Proposes a random boundary flip for each district in the partition.

Parameters

partition (Partition) – The current partition to propose the flips from.

Returns

A possible next ~gerrychain.Partition

Return type

Partition

gerrychain.proposals.proposals.propose_random_flip(partition: Partition) Partition[source]

Proposes a random boundary flip from the partition.

Parameters

partition (Partition) – The current partition to propose a flip from.

Returns

A possible next ~gerrychain.Partition

Return type

Partition

gerrychain.proposals.proposals.slow_reversible_propose(partition: Partition) Partition[source]

Proposes a random boundary flip from the partition in a reversible fasion by selecting uniformly from the (node, flip) pairs.

Temporary version until we make an updater for this set.

Parameters

partition (Partition) – The current partition to propose a flip from.

Returns

A possible next ~gerrychain.Partition

Return type

Partition

gerrychain.proposals.proposals.slow_reversible_propose_bi(partition: Partition) Partition[source]

Proposes a random boundary flip from the partition in a reversible fashion for bipartitions by selecting a boundary node at random and uniformly picking one of its neighboring parts. For k-partitions this is not uniform since there might be multiple parts next to a single node.

Temporary version until we make an updater for this set.

Parameters

partition (Partition) – The current partition to propose a flip from.

Returns

A possible next ~gerrychain.Partition

Return type

Partition

gerrychain.proposals.spectral_proposals.spectral_cut(graph: Graph, part_labels: Dict, weight_type: str, lap_type: str) Dict[source]

Spectral cut function.

Uses the signs of the elements in the Fiedler vector of a graph to partition into two components.

Parameters
  • graph (Graph) – The graph to be partitioned.

  • part_labels (Dict) – The current partition of the graph.
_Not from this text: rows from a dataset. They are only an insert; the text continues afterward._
PR #125, opened 2017-02-21
Use postcss-simple-vars for variables

rschamp:
Using postcss-modules-values with imported values failed on our current basic usage; it is apparently not mature enough to be used yet.

The syntax used by postcss-simple-vars is already familiar to most people familiar with modern CSS build systems.

Just a note - there were a lot of lines with trailing spaces in `gui.css` that my editor automatically fixed. To view the changes without those whitespace changes, add `?w=1` to the end of the URL.


lifeinchords:
Looks great, yay vars!
Will clean trailing spaces from now on.

Issue #4903, opened 2019-06-05
Inconsistently failing test in blocks.test.js


benjiwheeler:
In https://travis-ci.org/LLK/scratch-gui/builds/541871720 , ran into this test failure:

  • weight_type (str) – The type of weight to be used in the Laplacian.

  • lap_type (str) – The type of Laplacian to be used.

Returns

A dictionary assigning nodes of the graph to their new districts.

Return type

Dict

gerrychain.proposals.spectral_proposals.spectral_recom(partition: Partition, weight_type: Optional[str] = None, lap_type: str = 'normalized') Partition[source]

Spectral ReCom proposal.

Uses spectral clustering to bipartition a subgraph of the original graph formed by merging the nodes corresponding to two adjacent districts.

Example usage:

from functools import partial
from gerrychain import MarkovChain
from gerrychain.proposals import recom

# ...define constraints, accept, partition, total_steps here...


proposal = partial(
    spectral_recom, weight_type=None, lap_type="normalized"
)

chain = MarkovChain(proposal, constraints, accept, partition, total_steps)
Parameters
  • partition (Partition) – The initial partition.
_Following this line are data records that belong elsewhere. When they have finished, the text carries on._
PR #4921, opened 2019-06-17
Add VM init callback

paulkaplan:
Add a callback for when the VM is available so it can be configured by a VM consumer, similar to the way `storage` can be configured.

### DIFF
--- a/src/containers/gui.jsx
+++ b/src/containers/gui.jsx
@@ -52,6 +52,7 @@ class GUI extends React.Component {
         setIsScratchDesktop(this.props.isScratchDesktop);
         this.setReduxTitle(this.props.projectTitle);
         this.props.onStorageInit(storage);
+        this.props.onVmInit(this.props.vm);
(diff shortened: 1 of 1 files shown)


src/containers/gui.jsx
```diff
@@ -142,7 +145,8 @@ GUI.defaultProps = {
     isScratchDesktop: false,
     onStorageInit: storageInstance => storageInstance.addOfficialScratchWebStores(),
     onProjectLoaded: () => {},
-    onUpdateProjectId: () => {}
+    onUpdateProjectId: () => {},
+    onVmInit: (/* vm */) => {}
```
chrisgarrity: Is the parameter commented out to avoid unused variable errors? Or something else?

paulkaplan: Oh just as a kind of light form of documentation, to show that a param does get passed to that function, but it isn't used in that default function.

Issue #4927, opened 2019-06-18
On slow network, tutorial gifs lag behind the tutorial step you are on


paulkaplan:
### Expected Behavior

_Please describe what should happen_

The gif should always match the step title in tutorials.

### Actual Behavior

_Describe what actually happens_

With a slow network (throttled to "fast 3g" in the inspector) you see the next step title but the old gif.

PR #4932, opened 2019-06-19
Prevent previous tutorial images from hanging around on next/prev

paulkaplan:
### Resolves

- Resolves https://github.com/LLK/scratch-gui/issues/4927

### Proposed Changes

Use the react `key` property on the image to make sure it does not recycle the image DOM node, instead creating a new one. 

### Reason for Changes

If we allow react to recycle the img node and just change its `src` property, the previous image will show until the new image is loaded. This makes it look like the image "lags behind" the tutorial step.

I needed to ensure a consistent min-height in order to prevent the card from collapsing each time the image is replaced.

### Test Coverage

Tested manually by using a slow connection and stepping through the cards.

### DIFF
--- a/src/components/cards/card.css
+++ b/src/components/cards/card.css
@@ -170,6 +170,9 @@
     align-items: center;
     position: relative;
     text-align: center;
+
+    /* Min height prevents layout changing when images change */
+    min-height: 256px;
 }
 
 .step-video {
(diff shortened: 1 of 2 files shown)


chrisgarrity:
Test failure was flaky change categories test. It should be fine to merge (or rebase and retest)

PR #4935, opened 2019-06-19
Allow vertical scrolling of sprite tile pane on touch devices

paulkaplan:
Resolves a long standing issue where you could not scroll vertically in the sprites box (or costumes/sounds lists) on touch devices. This fixes that problem by deciding whether to trigger a scroll based on both distance and angle. That is the same strategy used by the blocks to decide whether to scroll or pop a block out of the blocks palette. 

The first commit shows this work dropped into the existing mouse/touch handlers. 

The next commit refactored that into a `DragRecognizer`, so that I could add tests for it. 

The final commit fixes a related issue where the context menu would come up after trying to drag the tile. The drag recognizer makes it easy to prevent this, so I figured I should include that fix here.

  • weight_type (Optional[str], optional) – The type of weight to be used in the Laplacian. Default is None.

  • lap_type (str, optional) – The type of Laplacian to be used. Default is “normalized”.

Returns

The new partition resulting from the spectral ReCom algorithm.

Return type

Partition

exception gerrychain.proposals.tree_proposals.MetagraphError[source]

Bases: Exception

Raised when the partition we are trying to split is a low degree node in the metagraph.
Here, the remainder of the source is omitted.